---- Record extracts

PR #1503, opened 2026-08-03
fix(installer): stop swapping symlinked config files for detached copies (shared AGENTS.md setups)

meganemura:
## Summary

`codegraph install` breaks symlinked config files. The installer writes a temp file and then renames it onto the destination. But `rename` replaces the symlink itself, not the file it points to. So the symlink turns into a plain copy.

--------

What the task asks: Reading through the records above, report each line in which the string "config" is found.

Response area:
fix(installer): stop swapping symlinked config files for detached copies (shared AGENTS.md setups)
`codegraph install` breaks symlinked config files. The installer writes a temp file and then renames it onto the destination. But `rename` replaces the symlink itself, not the file it points to. So the symlink turns into a plain copy.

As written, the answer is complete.